家で、片目失明、残りの片目、ほぼ光のみ、耳は遠い、足はよろよろと杖歩行、心臓やら肺やら持病たくさんある父と一緒に暮らすことの大変さは、わかっているつもりだ。
だから、私がいる時は、父の世話から解放されたいのだろう。
だからといって、

「あんたにお任せ~!」

はないだろう。
せめて、一緒にやってほしいものだ。
百歩譲って、父が自宅にいることができた時はいいとして、今はどうだ。
命の境目をさまよっているというのに、母と来たら、父に関することは、常に、

「あんたにお任せ~!」

なのだ。
なぜなんだ?なぜ全部、私なんだ?
特に、主治医や看護師さんからの話を、まともに聞かず、私に丸投げするのは勘弁してほしい。
それを責めると、

「私は耳が遠い。聞いても理解できない。」

と言って、逃げるのだ。
私には理解できない。
自分の夫が、生死をさまよっているというのに、主治医や看護師さんの話をまともに聞いていない。
一番、腹立たしかったのは、主治医から、万が一、再び、父に何かあった時の、人工呼吸器装着の意思確認をされた時だ。
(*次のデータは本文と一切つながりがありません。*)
PR #42, opened 2017-07-26
Add Brazilian Portuguese Translate (PT-BR)

thalezirnho:
New translate without the error: "Unpacking replacement libc6:i386"


thalezirnho:
What's the problem? The same as the previous?

subsymbolic:
Thanks for the contribution @thalezirnho. Unfortunately, we're not accepting PRs at the moment. That will hopefully change in the future - watch for it on our readme page.

PR #51, opened 2017-11-20
Feature/webview improvements

CDRussell:
Asana:
https://app.asana.com/0/471012189846020/481692274328411

**Description**:
Improve the browsing experience by making the following changes
1. Remove `NestedScrollView` as a wrapper around the `WebView` as it completely messed with the browser experience.
1. Introducing a `WebView` subclass which allows the toolbar to still react to swipes. This is basically a straight Kotlin port of the java implementation provided here https://github.com/takahirom/webview-in-coordinatorlayout. It's not perfect, but might be a good base to build upon. The code in here could do with tidying; as I say, a straight port of that repo's version. 
1. Instructing Android not to destroy the `BrowserActivity` on common config changes. The Activity getting destroyed was the main reason why the `WebView` didn't handle rotation etc... well
1. Better support pinch to zoom by hiding the vile default zoom controls that appear
1. Removing swipe to refresh on the web view. Would be nice to do this, but it doesn't play nice with the nested web view approach, so will require a little more work to implement. Will be handled here https://app.asana.com/0/414730916066338/483384580258310

**Steps to test this PR**:
1. Load page
1. Rotate
    - Ensure the WebView doesn't completely reload the web page and resizes appropriately
1. Scroll page up and down
    - Ensure the toolbar hides and reappears as expected
1. Pinch to zoom
    - Ensure the web page zooms in/out accordingly


app/src/main/java/com/duckduckgo/app/browser/BrowserActivity.kt
```diff
@@ -111,10 +103,15 @@ class BrowserActivity : DuckDuckGoActivity() {
     private fun configureWebView() {
         webView.webViewClient = webViewClient
         webView.webChromeClient = webChromeClient
-        webView.settings.javaScriptEnabled = true
-        webView.settings.builtInZoomControls = true
-        webView.settings.setSupportZoom(true)
-        webView.settings.useWideViewPort = true
+
+        webView.settings.apply {
```
subsymbolic: Nice!

app/src/main/java/com/duckduckgo/app/browser/NestedWebView.kt
```diff
@@ -0,0 +1,119 @@
...
+    constructor(context: Context) : this(context, null)
+    constructor(context: Context, attrs: AttributeSet?) : this(context, attrs, 0)
+    constructor(context: Context, attrs: AttributeSet?, defStyleAttr: Int) : super(context, attrs, defStyleAttr)
+
+    private var lastY: Int = 0
+    private val scrollOffset = IntArray(2)
+    private val scrollConsumed = IntArray(2)
+    private var nestedOffsetY: Int = 0
+
+    private val mChildHelper: NestedScrollingChildHelper = NestedScrollingChildHelper(this)
```
subsymbolic: Are we planning to maintain this as our own over time?  If so can we use our own style guide e.g remove the `m` prefix from properties. If not, I'd suggest putting it in the a third party package to hide it away.

app/src/main/java/com/duckduckgo/app/browser/BrowserWebViewClient.kt
```diff
@@ -88,7 +89,7 @@ class BrowserWebViewClient @Inject constructor(private val requestRewriter: Duck
     /**
      * Access the webview url from another thread, jumps onto the main thread to achieve this
```
subsymbolic: Optional: Update the comment to match? e.g change it to `from another thread` to `from any thread`

app/src/main/java/com/duckduckgo/app/browser/NestedWebView.kt
CDRussell: Updated to use our own style.

I'm not sure if this class will be needed longer term. I suspect it'll either disappear completely, or have more work done to it. Don't think it'll live forever as is, so have tidied up a little.

PR #57, opened 2017-11-24
Feature/add home screen

CDRussell:
Asana Issue URL: https://app.asana.com/0/471012189846020/364465928695404

## Description
First pass at a home screen / browser landing page.

There are a few unanswered questions around navigation and UX that will likely result in further changes. However, as discussed, let's get this implementation in now while we're working out the answers to those questions separately. 

We'll _likely_ want to move the two separate Activities (BrowserActivity and HomeActivity) into a single Activity in future, and treat the _landing page_ and _browser view_ as two separate states within.

## Steps to Test this PR:
1. Run the app; note the new home screen
1. Tap the EditText; ensure you transition to allow you to enter your query
1. Test back navigation works as expected (for now, meaning you **can** return to the landing page)
1. Test that if you enter a search query (not a full URL) then that search query is shown and remains editable in the omnibar.
1. Test that once you navigate to a search result (or enter a full URL) the omnibar updates to show the URL and not a search term


app/src/main/java/com/duckduckgo/app/browser/BrowserActivity.kt
```diff
@@ -40,10 +43,16 @@ class BrowserActivity : DuckDuckGoActivity() {
...
     @Inject lateinit var viewModelFactory: ViewModelFactory
 
+    private var acceptingRenderUpdates = true
+
     private val viewModel: BrowserViewModel by lazy {
         ViewModelProviders.of(this, viewModelFactory).get(BrowserViewModel::class.java)
     }
 
+    companion object {
+        fun starter(context: Context): Intent = Intent(context, BrowserActivity::class.java)
```
CDRussell: Rename function to simply `intent()`

subsymbolic:
When dismissing the keyboard on the home screen can we also transition back to the "inactive" state (with the logo and search in the middle).

app/src/main/java/com/duckduckgo/app/browser/BrowserActivity.kt
```diff
@@ -62,27 +71,46 @@ class BrowserActivity : DuckDuckGoActivity() {
     }
 
     private fun render(viewState: BrowserViewModel.ViewState) {
+
+        if (!acceptingRenderUpdates) return
+
+        supportActionBar?.setDisplayHomeAsUpEnabled(false)
```
CDRussell: This probably shouldn't be done in here

app/src/main/java/com/duckduckgo/app/browser/BrowserViewModel.kt
```diff
@@ -35,13 +35,24 @@ class BrowserViewModel(
         private val queryUrlConverter: OmnibarEntryConverter,
         private val trackerDataProvider: TrackerDataProvider,
         private val trackerDetector: TrackerDetector,
-        private val trackerListService: TrackerListService) :
+        private val trackerListService: TrackerListService,
+        private val duckDuckGoUrlDetector: DuckDuckGoUrlDetector) :
         WebViewClientListener, ViewModel() {
 
+    data class ViewState(
```
CDRussell: Make `ViewModel` responsible for deciding what appears in the URL bar; don't let the `Activity` decide

app/src/main/java/com/duckduckgo/app/browser/BrowserActivity.kt
CDRussell: Good team convention, i like it!

app/src/main/java/com/duckduckgo/app/browser/BrowserViewModel.kt
subsymbolic: I like that you jotted down my random stream of consciousness earlier and turned it into real feedback :)

PR #60, opened 2017-11-28
Feature/detecting keyboard dismissal

CDRussell:
Asana Issue URL: https://app.asana.com/0/471012189846020/487962201286661

## Description
Added custom `EditText` subclass which is able to detect when the keyboard is being dismissed using the back button. Using this, we can react to when the user hits to dismiss the keyboard but hasn't searched for anything yet, and navigate them back to the landing page.

This PR also tidies up some of the UX around focussing and keyboard showing. You should no longer have to tap twice on the URL to get the keyboard to appear.

## Steps to Test this PR:
1. From landing page, tap the text box. Dismiss the keyboard, ensuring you return to the landing page
1. From landing page, tap the text box. Tap outside of the omnibar. Ensure you are returned to the landing page
1. From landing page, tap the text box. type a search and hit enter. Repeat the 2 steps above and ensure you are NOT returned to the landing page.


app/src/main/java/com/duckduckgo/app/browser/BrowserActivity.kt
```diff
@@ -64,6 +65,14 @@ class BrowserActivity : DuckDuckGoActivity() {
             it?.let { webView.loadUrl(it) }
         })
 
+        viewModel.navigation.observe(this, Observer {
+            when (it) {
+                BrowserViewModel.NavigationCommand.LANDING_PAGE -> {
```
subsymbolic: Optional: It took me a moment to process this perhaps the when/switch syntax is too much for a single option? I think an simple if with a static import is more readable.
```
           if (it == LANDING_PAGE) {
                finishActivityAnimated()
            }
```

CDRussell:
>One observation, when dismissing the the keyboard on the landing page our animation and the keyboard animation happen at the same time and glitch

Yeah, agreed that visually, this could be nicer. It would be great to dismiss the keyboard with no animation, or react to the keyboard animation finishing, but neither seem to be trivial to achieve. 

Probably niche enough of a case to forget about, I reckon.

subsymbolic:
If improving the keyboard animation isn't trivial let’s not burn time on it now. Let's create an asana task and put it at the bottom of the android list to see if we can fit it in before release

subsymbolic:
This main keyboard interactions are working really well now. Great work, feel free to merge.

CDRussell:
Separate ticket for the keyboard/back animation: https://app.asana.com/0/414730916066338/490474714901190

PR #62, opened 2017-11-29
Remove touch listener from root view; use dedicated webview container

CDRussell:
Asana Issue URL: https://app.asana.com/0/471012189846020/488688451095619

## Description
Listening to touches on the root view resulted in an oddity when swiping down from the url input area. This should be fixed now.

## Steps to Test this PR:
1. Swipe down from the URL bar
1. Ensure you are NOT navigated away from the browser/search views
1. Ensure the toolbar does NOT overlap any of the web view content


subsymbolic:
This unfortunately causes the omnibar to overlap the webview. We went through this exact sequence of issues on iOS too! omnibar_overlaps

CDRussell:
Toolbar should no longer overlap the webview.

PR #66, opened 2017-12-05
Major tracker networks summary

subsymbolic:
Asana Issue URL: https://app.asana.com/0/488551667048375/471718733961910

NOTE: There is an outstanding question around the maxcdn network covered in https://app.asana.com/0/488551667048375/494979307307237

## Description
Add major networks summary

## Steps to Test this PR:
1. Visit evanscycles.co.uk
1. Open the privacy dashboard (it will be a little slow as we haven't implemented live data yet and are just serializing to share data from one activity to the next)
1. Ensure that major tracker network count is displayed


app/src/main/java/com/duckduckgo/app/trackerdetection/model/NetworkTrackers.kt
```diff
@@ -37,4 +57,13 @@ class NetworkTrackers @Inject constructor() : Serializable {
                 .map { it.networkName }
                 .firstOrNull()
     }
+
+    fun majorNetwork(url: String): String? {
+        return majorNetworks
+                .filter { network(url).equals(it.name, true) }
+                .map { it.name }
+                .firstOrNull()
```
brindy: This could probably be simpler and more efficient using a Kotlin array for majorNetworks and then use `.find` , rather than filtering -> map -> find first or null, e.g.  line 34 could be:

    majorNetworks = arrayOf(

then line 62 could be:

    return majorNetworks.find { network(url).equals(it.name, true)  }?.name

see https://kotlinlang.org/api/latest/jvm/stdlib/kotlin.collections/find.html

subsymbolic:
Thanks for the review Chris!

あれこれ説明を受けて、私があれこれ質問をして、母に理解しやすい環境を作ってあげたのにである。
母に「どうする?」と聞いても、無表情で無言を貫く。
何度も聞いて、やっと口にした言葉が、

「何も言えない。何も考えられない。」

これだ。
私だって、何も言えないよ、何も考えられないよ、だから一緒に考えてよ、と思ってるのに。
結局、全部、私の判断で、人工呼吸器装着を決めた。

昨日は、父に会ってきた。
相変わらず、点滴のみでご飯は食べられていなかったが、頭と口は比較的、しっかりしていた。
前回の面会時と言うことは同じだ。

「リハビリがしたい。」

もう、涙が出そうだった。
父は生きたいのだ。
私は、父が痛いというところを、全部さすってやった。
肩をもみ、腰をもみ、頭皮をもみ、リンパ腺やら背中やら手足をさすってあげた。

父はあれこれ文句を言って、頭と口は、元気だった。
それを見て、母は安心したのだろう。
なんだか、元気になると過信してしまったようだ。
私はそんなに甘くないことを理解していたので、点滴だけがずっと続いたら、長くはないんだよと伝えた。
しかし、母はそれを聞き流していた。

そのくせ、今日の夜になって、突然、母から、父が死んだらどうしようメールが大量に届いた。
どうやら、ネットで調べたらしい。
そしたら、私の言った通りのことが書いてあったらしく、急に不安(パニック)になり、私に、父が死んだらどうしようばかり言ってくる。
挙句の果てに、週1回と言われている面会を、もっと増やしてもらいたいなどとわがままを言いだす。

私だって、辛いんだよ、心配なんだよ、でも、お父さんは頑張ってるんだよ、生きようとしてるし、まだ先生方だって諦めていない。
なのに、母が、弱音ばかり吐いて、私に感情をぶつけてくる。

私だって、誰かに頼りたいのだよ、弱音を吐かせてほしいのだよ。